> Exercise details: Copy each line of the records below that mentions the word "this".

> Material provided:
PR #4210, opened 2024-10-21
[ENHANCEMENT] Use resource attributes for multiplying span metrics

### LINKED ISSUE #4202: Enable SpanMultiplier Calculation from Resource Attributes, not Just Span Attributes
We manage deployment configurations by assigning resource attributes through environment variables. For instance, we set `OTEL_TRACES_SAMPLER_ARG: 0.05` and intend to specify `OTEL_RESOURCE_ATTRIBUTES: sampler_rate=$(OTEL_TRACES_SAMPLER_ARG)` accordingly. Therefore, we would like to calculate Tempo's SpanMultiplier using resource attributes to adjust and correct the metrics accurately.

By modifying the GetSpanMultiplier function in the util package, it seems like this feature could be implemented fairly easily.

JunhoeKim:
**What this PR does**:
The property previously named span_multiplier_key is now renamed to multiplier_key, utilizing the resource attributes.
Fixes #4202 

**Checklist**
- [x] Tests updated
- [x] Documentation added

### DIFF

> Written solution:
By modifying the GetSpanMultiplier function in the util package, it seems like this feature could be implemented fairly easily.
**What this PR does**:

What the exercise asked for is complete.